The answer must consist of every line from the entries that holds the word "isinstance".

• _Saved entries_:

******************************

PR #1358, opened 2015-01-19
Asserts to check parameter consistency in WindowAndFlip

fvisin:


lamblin:
Thanks for the PR.
In order to have a cleaner history, without merge and revert, could you rebase and squash all commits into one? The way to do that would be:
- first, create a new branch with your changes (avoid submitting PRs from your `master` branch):
`git checkout -b assert_window_flip` (you can name it however you want, this is just an example)
- then, fetch the latest information about the central repository (it does not update the working files): `git fetch central`, if you named the central lisa-lab/pylearn2 repository `central`, you may have named it `upstream` or something else
- launch a rebase in interactive mode. git will try to re-apply the commits in your branch onto the latest master: `git rebase -i central/master`. This will launch a text editor with a list of commits.
- in that editor, you should have 4 or 5 commits. You can remove the ones you do not want, for instance 272192a and 93dbb98 (which cancel each other out). You can also "squash" commits together, to group all changes into one. When you are finish, save the file and quit the editor.
- if there are conflicts, you can abort the procedure with `git rebase --abort`, or ask me or someone in the lab for help.
- when the rebase procedure is over, you can either submit a new PR, or update the current one by using `git push --force assert_window_flip:master`, to force the update of your remote `master` branch (on github) with your new `assert_window_flip` one.

pylearn2/train_extensions/window_flip.py
```diff
@@ -114,6 +114,15 @@ def __init__(self,
...
         self._flip = flip
 
+        assert isinstance(self._randomize, list), (
+            "The 'randomize' parameter of WindowAndFlip should be a list")
+        assert isinstance(self._randomize_once, list), (
+            "The 'randomize_once' parameter of WindowAndFlip should be a list")
+        assert isinstance(self._center, list), (
+            "The 'center' parameter of WindowAndFlip should be a list")
+        assert isinstance(self._pad_randomized, int), (
+            "The 'pad_randomized' parameter of WindowAndFlip should be an int")
```
lamblin: I think this check should be a bit more robust, and accept numpy int types as well.
You could use `isinstance(self._pad_randomized, pylearn2.utils.py_integer_types)` instead.

fvisin:
Done! 
Thanks for the detailed explanation on how to rebase and squash.
For future reference, the last command of the procedure should be: `git push --force origin assert_window_flip:master`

******************************

• _Reply_:
+        assert isinstance(self._randomize, list), (
+        assert isinstance(self._randomize_once, list), (
+        assert isinstance(self._center, list), (
+        assert isinstance(self._pad_randomized, int), (
You could use `isinstance(self._pad_randomized, pylearn2.utils.py_integer_types)` instead.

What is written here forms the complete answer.